The contract was partly in writing and partly oral, and it was rightly left to the jury to determine what the contract was and whether it had been performed by the plaintiffs. The jury were also rightly instructed that the defendants were not bound to accept and pay for the goods until they had had a reasonable opportunity to test and examine them, nor unless they were satisfactory to them, if they acted in good faith and did what they ought reasonably to have done to decide whether the goods were or were not satisfactory. In other words, the substance of the instructions in regard to the question of satisfactoriness was that the defendants were not bound to accept and pay for the goods unless they were satisfactory, and that they were entitled to sufficient time “ whether . . . three, or four, or six months, or a year,” to determine whether they were satisfactory, and that it was for the jury to say, taking all of the circumstances into account, whether the defendants had had a reasonable time to test and examine the goods, and, if that were so, then whether as reasonable men acting in good faith towards the plaintiffs the goods should have been accepted as satisfactory, and if they should have been, then the defendants were liable; otherwise not. This was correct and afforded the defendants no just ground for complaint. C. W. Hunt Co. v. Boston Elevated Railway, 199 Mass. 220. Cashman v. Proctor, 200 Mass. 272. Noyes v. Commercial Travellers Eastern Accident Association, 190 Mass. 171, 182. Lockwood Manuf. Co. v. Mason Regulator Co. 183 Mass. 25. Lovett v. Farnham, 169 Mass. 1, 5. Page v. Cook, 164 Mass. 116. Hawkins v. Graham, 149 Mass. 284. The contract related to an article of merchandise to be used for purely business purposes and assumed that it would be satisfactory if after a proper trial it ought to be, and that the defendants would thereupon accept and pay for it. It was not intended to be left to the whim or caprice or even altogether to the good faith of the defendants to say whether the goods were satisfactory. Under the circumstances the term “ satisfactorily ” must be held to mean “ satisfactorily to a reasonable man,” and the jury were so instructed.

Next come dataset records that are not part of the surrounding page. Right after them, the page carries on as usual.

PR #106, opened 2023-08-22
feat: Get user by email

DafyddLlyr:
Helper method to be used as part of building a JWT for the user.

### DIFF
--- a/src/requests/user.ts
+++ b/src/requests/user.ts
@@ -1,6 +1,8 @@
 import type { GraphQLClient } from "graphql-request";
 import { gql } from "graphql-request";
 
+import { User } from "../types/user";
+
 export class UserClient {
   protected client: GraphQLClient;
 
@@ -18,6 +20,10 @@ export class UserClient {
 
   async _destroy(userId: number): Promise<boolean> {
     return _destroyUser(this.client, userId);
+  }
+
+  async getByEmail(email: string): Promise<User | null> {
+    return getByEmail(this.client, email);
   }
 }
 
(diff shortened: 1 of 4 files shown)


src/types/user.ts
```diff
@@ -0,0 +1,17 @@
...
+}
+
+export interface UserTeams {
+  teamId: number;
+  role: TeamRole;
+}
+
+export type TeamRole = "teamAdmin" | "teamViewer";
+
+export type Role = TeamRole | "public" | "platformAdmin";
```
jessicamcinchak, line 17: I'm curious if it's helpful via types to try to be more clear about what roles we've defined, versus which are Hasura defaults, for example: 
```ts
export type TeamRole = "teamAdmin" | "teamViewer";
export type HasuraRole = "public"; // "public" | "admin" ??
export type Role = TeamRole | HasuraRole | "platformAdmin"; 
```
We might not have enough roles to justify this yet, and it's still a tiny bit confusing here to communicate how `platformAdmin` is a permissions level rather than role, but just thinking ahead !

jessicamcinchak (approved):

src/types/user.ts
DafyddLlyr: This is a great idea - worth being as explicit as we can here in this fuzzy domain between database and logic.

src/requests/user.ts
```diff
@@ -69,3 +75,28 @@ export async function _destroyUser(
...
+  const { users }: { users: User[] | null } = await client.request(
+    gql`
+      query GetUserByEmail($email: String!) {
+        users: users(where: { email: { _eq: $email } }) {
+          id
+          firstName: first_name
+          lastName: last_name
+          email
+          isPlatformAdmin: is_platform_admin
+          teams {
```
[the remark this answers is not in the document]
DafyddLlyr: This is correct - the column is `users.teams`, which is the relationship to the `team_members` table.

To me this naming convention made more sense as "these are the teams the user is a member of" as opposed to "these are the team_member relationships of the user"

image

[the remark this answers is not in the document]
jessicamcinchak: aha I missed that this is a graphql field available via _relationship_, was confused by `team_members.role` column defined directly in table schema - thanks for clarification !

src/types/roles.ts
```diff
@@ -0,0 +1,29 @@
...
+export type HasuraRole = "public";
+
+/**
+ * Roles granted by an authorised user's status, as opposed to their relationship to a team
+ *
+ * platformAdmin: The highest level of permission in PlanX, and can operate across all teams
+ */
+export type UserRole = "platformAdmin";
+
+export type Role = TeamRole | HasuraRole | UserRole;
```
jessicamcinchak, line 29: :100: this is great !

PR #107, opened 2023-08-24
feat: Add/remove team members

DafyddLlyr:
A few basic helper functions to be used via the Swagger docs to make team management a non-dev task in the absence of a UI to allow self-management.

### DIFF
--- a/src/requests/team.ts
+++ b/src/requests/team.ts
@@ -1,6 +1,19 @@
 import type { GraphQLClient } from "graphql-request";
 import { gql } from "graphql-request";
 
+import { TeamRole } from "../types/roles";
+
+interface UpsertMember {
+  userId: number;
+  teamId: number;
+  role: TeamRole;
+}
+
+interface RemoveMember {
+  userId: number;
+  teamId: number;
+}
+
 export class TeamClient {
   protected client: GraphQLClient;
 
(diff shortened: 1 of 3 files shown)


src/requests/team.ts
```diff
@@ -119,3 +144,58 @@ export async function _destroyTeam(
...
+        mutation UpsertTeamMember(
+          $role: user_roles_enum = viewer
+          $team_id: Int
+          $user_id: Int
+        ) {
+          insert_team_members_one(
+            object: { team_id: $team_id, user_id: $user_id, role: $role }
+            on_conflict: {
+              constraint: team_members_user_id_team_id_key
+              update_columns: role
```
DafyddLlyr, line 164: This is super handy - you can't allow more a user to have multiple roles within the same team. This works for the current, very simple, model but may not last forever.

src/requests/team.ts
```diff
@@ -19,6 +32,18 @@ export class TeamClient {
     return createTeam(this.client, args);
   }
 
+  async addMember(args: UpsertMember) {
+    return upsertMember(this.client, args);
+  }
+
+  async changeMemberRole(args: UpsertMember) {
+    return upsertMember(this.client, args);
+  }
```
DafyddLlyr, line 41: Using an upsert here means that "changeMemberRole" is not strictly only able to change an exiting member's role.

Calling it with a new unique combination of teamId/userId will be an INSERT operation but in reality this is going to be used by a handful of experienced users via the API docs for a finite time period, so I don't think this is too much of an issue.

jessicamcinchak (approved):

PR #115, opened 2023-09-01
feat: Improve client auth options

DafyddLlyr:


src/requests/index.ts
```diff
@@ -61,19 +56,6 @@ export class CoreDomainClient {
     this.export = new ExportClient(this.client);
   }
 
-  authorizeSession(sessionDetails: { email: string; sessionId: string }) {
```
DafyddLlyr, line 64: This method of authorising separately to instantiating might be the right pattern, so I'll come back to it if needed. It's possible we could call a function like this in a middleware layer to set the context for the client.

jessicamcinchak (approved):

PR #131, opened 2023-09-18
wip: update digital planning schema types and map to passport

jessicamcinchak:
**Changes:** 
- Copied most recent Open API `schema.json` and generated new types
- Started mapping passport fields to `Payload["data"]` type - this is a bit patchy and tedious as schema is still changing too
- Added mock session data for 4 application types generated by Alastair for testing (only using these for digital planning data right now, but it's a robust set we should use more widely too!)
Screenshot from 2023-09-29 09-01-09

This is enough of a start to satisfy the planx-new admin endpoint work over here https://github.com/theopensystemslab/planx-new/pull/2223

**Next steps:**
- Review & merge this so we have a more stable `generateDigitalPlanningDataPayload` export function on `main` branch
- Repeat :cyclone: (finalise latest round of schema changes, merge those in digital planning repo, copy schema.json back here and keep mapping!)


src/export/digitalPlanning/model.ts
```diff
@@ -31,30 +28,46 @@ export class DigitalPlanning {
...
+          boundary: this.getBoundary(),
+          constraints: {
+            planning: [],
+          },
         },
         application: {
-          name: "Test",
+          type: this.getApplicationType(),
+          fee: this.getApplicationFee(),
+          declaration: {
```
DafyddLlyr, line 57: I appreciate this is the wrong time / place to notice this but presumably we'd need a timestamp here also somewhere?

src/export/digitalPlanning/model.ts
```diff
@@ -64,28 +77,13 @@ export class DigitalPlanning {
         },
         session: {
           source: "PlanX",
-          id: "b3320abe-f5bc-4185-b61f-40e9e65f07ad",
+          id: "b3320abe-f5bc-4185-b61f-40e9e65f07ad", // this.sessionId throws 'must match format UUID' error
```
DafyddLlyr, line 80: Ah this is an interesting one, thanks for the comment

src/export/digitalPlanning/model.ts
```diff
@@ -101,4 +99,160 @@ export class DigitalPlanning {
...
+      };
+    } else {
+      return {
+        role: this.passport.data?.["applicant.siteContact"][0],
+      };
+    }
+  }
+
+  private getApplicationType(): Payload["data"]["application"]["type"] {
+    // @todo figure out how to lookup via exported type or schema.json ??
```
DafyddLlyr, line 173: 👍

DafyddLlyr (approved):
Super clean and easy to read 👍 Looking good.

PR #795, opened 2025-08-25
fix: Handle incorrectly normalised payments

DafyddLlyr:
Implemented in https://github.com/theopensystemslab/planx-new/pull/5119, please see PR for full context.

### DIFF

*11If nothing is said about delivery it is sufficient if the goods are ready at the vendor’s place of business at the appointed time. Benjamin on Sales, (6th ed.) § 682. It was not therefore strictly accurate to say, as the trial judge did, that “ ordinarily, unless there is some agreement to the contrary, a delivery to a common carrier is a delivery to the purchaser.” That would be true if intended to apply to cases where goods were to be sent by the vendor from one city or State to the vendee in another city or State. But the instruction did the defendants no harm because, according to the order of March 29 the goods were to be shipped to the defendants by the plaintiffs, and, in the absence of any agreement to the contrary, the presumption would be that they were to be so shipped at the defendants’ expense. Under such circumstances delivery by the vendor to a common carrier operates, as already observed, as a delivery to the buyer. Fragano v. Long, 4 B. & C. 219. Benjamin on Sales, (6th ed.) § 693.
The defendants contend that the goods were sent before they should have been. But if the delivery was premature, which we do not intimate, it could not have operated to the prejudice of the defendants since the jury were expressly instructed that the defendants “ were under no obligation to finally accept the goods until they had an opportunity to test them and find whether they were satisfactory.”

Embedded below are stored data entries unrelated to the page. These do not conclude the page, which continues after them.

PR #802, opened 2025-08-28
chore: Drop document templates from OneApp payload generation

DafyddLlyr:


jessicamcinchak:
I think all of these changes are a duplicate of https://github.com/theopensystemslab/planx-core/pull/801 ?

PR #812, opened 2025-09-08
feat: generate an HTML document with a map and legend table based on `MapAndLabel` output

jessicamcinchak:
Implemented in https://github.com/theopensystemslab/planx-new/pull/5189

### DIFF
--- a/src/templates/html/mapAndLabel/MapAndLabelHTML.tsx
+++ b/src/templates/html/mapAndLabel/MapAndLabelHTML.tsx
@@ -10,7 +10,6 @@ export function MapAndLabelHTML(props: {
   drawColor: string;
   schemaFieldValues: string[];
   schemaName: string;
-  osApiKey?: string;
 }) {
   return (
     <html>
@@ -35,7 +34,6 @@ export function MapAndLabelHTML(props: {
           features={props.geojson}
           clipGeojsonData={props.boundingBox}
           drawColor={props.drawColor}
-          osApiKey={props.osApiKey}
         />
         <Table
           geojson={props.geojson}
--- a/src/templates/html/mapAndLabel/MapAndLabelMap.tsx
+++ b/src/templates/html/mapAndLabel/MapAndLabelMap.tsx
@@ -70,7 +70,6 @@ export default function MapAndLabelMap(props: {
   features: object;
   clipGeojsonData: GeoJSON.Feature;
   drawColor: string;
-  osApiKey?: string;
 }) {
   return (
     <>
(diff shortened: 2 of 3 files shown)


src/templates/html/mapAndLabel/MapAndLabelHTML.tsx
```diff
@@ -0,0 +1,80 @@
...
+          border-collapse: collapse;
+          margin-top: 20px;
+          min-width: 650px;
+          max-width: 800px;
+        }
+        th,
+        td {
+          padding: 10px;
+          word-wrap: break-word;
+        }
```
jessicamcinchak, line 76: Table styling uses very basic CSS - suggestions welcome !

src/templates/html/mapAndLabel/MapAndLabelMap.tsx
```diff
@@ -0,0 +1,96 @@
...
+      <my-map
+        id="map-and-label-map"
+        showNorthArrow={true}
+        hideResetControl={true}
+        showScale={true}
+        useScalebarStyle={true}
+        showPrint={true}
+        collapseAttributions={true}
+        basemap={props.osApiKey ? `OSVectorTile` : `OSM`}
+        osApiKey={props.osApiKey || ""}
```
jessicamcinchak, line 86: In local testing, I couldn't manage to get `osProxyEndpoint` working (I guess because of CORS?) so I was passing the OS API key directly. 

Any better ideas here? When generating an HTML _document_, is there any alternative to bundling the key directly? Should we store it as an env var in planx-core and read in that way, or pass env var from planx-new?

src/templates/mocks/mapAndLabelMocks.ts
```diff
@@ -0,0 +1,212 @@
...
+        species: "Oak",
+        work: "Trim branches",
+        reason:
+          "Some branches are overgrowing into the neighbours garden beyond my property curtilege",
+      },
+    },
+  ],
+};
+
+export const mapAndLabelNodePropsA: any = {
```
jessicamcinchak, line 58: I've intentionally mocked "NodeProps" to match the full new breadcrumb data I'm submitting in planx-new, even though we ultimately only need to rely on a couple of these props to generate the doc ! Makes it a little easier to iterate / understand universe of what's available.

DafyddLlyr:
Now that https://github.com/theopensystemslab/planx-new/pull/5208 is merged to staging, we can switch out the `osAPIKey` for the `osProxyEndpoint` prop here 👍

src/templates/html/mapAndLabel/MapAndLabelMap.tsx
jessicamcinchak: Now solved via https://github.com/theopensystemslab/planx-new/pull/5208 - thanks @DafyddLlyr !

Going to pick up switch to `osProxy` in a follow-up PR :heavy_plus_sign:

jessicamcinchak: Now updated to use `osProxyEndpoint` instead ! Still pointing at `api.editor.planx.dev` because https://github.com/theopensystemslab/planx-new/pull/5208 isn't on prod yet - we can come back and adjust this later !

PR #832, opened 2025-10-01
fix: build application from JSON (instead of CSV)

jmcbroom:
start to convert `ApplicationHTML.tsx` to use the JSON data structure instead of the .csv

this goes along with the `jimmy/build-html-from-json` [branch in planx-new](https://github.com/theopensystemslab/planx-new/compare/jimmy/build-html-from-json?expand=1)

### DIFF
--- a/src/templates/html/application/ApplicationHTML.tsx
+++ b/src/templates/html/application/ApplicationHTML.tsx
@@ -90,8 +90,7 @@ function Result(props: { data: Application }): JSX.Element {
 }
 
 function AboutTheProperty(props: { data: Application }): JSX.Element {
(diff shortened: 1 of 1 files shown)


src/templates/html/application/ApplicationHTML.tsx
```diff
@@ -147,7 +142,7 @@ function Boundary(props: { data: PlanXExportData[] }): JSX.Element {
 }
 
 function ProposalDetails(props: {
-  data: PlanXExportData[];
+  data: QuestionAndResponses[];
```
jessicamcinchak: This line is a low-key very meaningful type change / `PlanXExportData[]` is a real legacy quirk :raised_hands: :broom:

PR #967, opened 2026-04-10
chore(ci): Set min release age to match planx-new

DafyddLlyr:
Setup to match https://github.com/theopensystemslab/planx-new/pull/6400


jessicamcinchak (approved):
Thanks for this one!

PR #982, opened 2026-04-29
fix: condition 'Paid' wording on pay reference

augustlindemer:
We want to avoid suggesting we know whether or not a fee was already paid if we don't have a GOV pay reference, e.g. due to external payment. This conditions the 'paid' wording in the overview.htm on payRef, defaulting to 'payable' or 'submitted' wording if we don't.


DafyddLlyr (approved):

jessicamcinchak (approved):
Smart, thank you ! And no underlying ODP Schema property names change here, so shouldn't break anything downstream for folks using Power Automate etc ➕

PR #992, opened 2026-05-09
fix: ODP Schema `metadata.service.enhancements` expects object not array

jessicamcinchak:
Debugging a recently failed submission! 

- Our payload mapping generated an array of objects: https://api.editor.planx.uk/admin/session/f923cd54-7441-44ac-8e21-f37bf4739b50/digital-planning-application?skipValidation=true
Screenshot from 2026-05-09 17-08-37

- While the schema expects an optional object: https://theopensystemslab.github.io/digital-planning-data-schemas-docs/
Screenshot from 2026-05-09 17-10-34

### DIFF
--- a/src/export/digitalPlanning/mocks/planningPermission.ts
+++ b/src/export/digitalPlanning/mocks/planningPermission.ts
@@ -15,13 +15,16 @@ export const mockPlanningPermissionSession = {
   sanitised_at: null,
   email: "example@example.com",
   passport: {
-    "_enhancements": {
+    _enhancements: {
       "proposal.description": {
-        "enhanced": "Roof extension to the rear of the property, incorporating starship launchpad.",
-        "original": "Really big roof addition off the back of the house for starship launchpad."
-      }
+        enhanced:
+          "Roof extension to the rear of the property, incorporating starship launchpad.",
+        original:
+          "Really big roof addition off the back of the house for starship launchpad.",
+      },
     },
-    "enhancedTextInput.proposal.description.action": "Accepted the AI-enhanced description",
+    "enhancedTextInput.proposal.description.action":
+      "Accepted the AI-enhanced description",
     "proposal.parking": [
       {
         type: "cars",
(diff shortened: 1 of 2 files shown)


src/export/digitalPlanning/mocks/planningPermission.ts
```diff
@@ -15,6 +15,16 @@ export const mockPlanningPermissionSession = {
...
+    _enhancements: {
+      "proposal.description": {
+        enhanced:
+          "Roof extension to the rear of the property, incorporating starship launchpad.",
+        original:
+          "Really big roof addition off the back of the house for starship launchpad.",
+      },
+    },
+    "enhancedTextInput.proposal.description.action":
+      "Accepted the AI-enhanced description",
```
jessicamcinchak, line 27: Have also updated mock session data here ! 

These full mocks are tedious and slow to regenerate in full, but truthfully even just mocking _passport only_ (eg no associated breadcrumb, linked mock flow does _not_ actually have EnhancedTextInput component type etc) is still enough in short term to better catch validation errors here !

src/export/digitalPlanning/model.ts
```diff
@@ -1488,24 +1488,22 @@ export class DigitalPlanning {
...
+            enhanced:
+              this.passport.data?.["_enhancements"]?.["proposal.description"]?.[
+                "enhanced"
+              ],
+            userAction:
+              this.passport.data?.[
+                "enhancedTextInput.proposal.description.action"
+              ],
+            model: "Google Gemini",
+          },
```
jessicamcinchak, line 1506: `enhancements` plural probably _should_ be an `[{}]` in future (especially when we have more than just project description). But that will require a schema change + release which is much more timely to coordinate. 

In order to resubmit quickly, we want to adjust our payload generation mappings only here. AFAIK BOPS isn't reading this metadata yet anyways !

DafyddLlyr (approved):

Although nothing was said in so many words about the burden of proof, it is plain, we think, that the jury must have understood from the tenor of the charge that the plaintiffs could not recover unless they showed that the defendants had had sufficient time to test and examine the goods and that they ought to have been satisfied with them as reasonable men. Nothing in the charge implied that the defendants were bound to show that the goods were not satisfactory.
What we have said disposes of the questions raised by the requests for rulings. We think that the charge dealt adequately with the issues presented.

Exceptions overruled.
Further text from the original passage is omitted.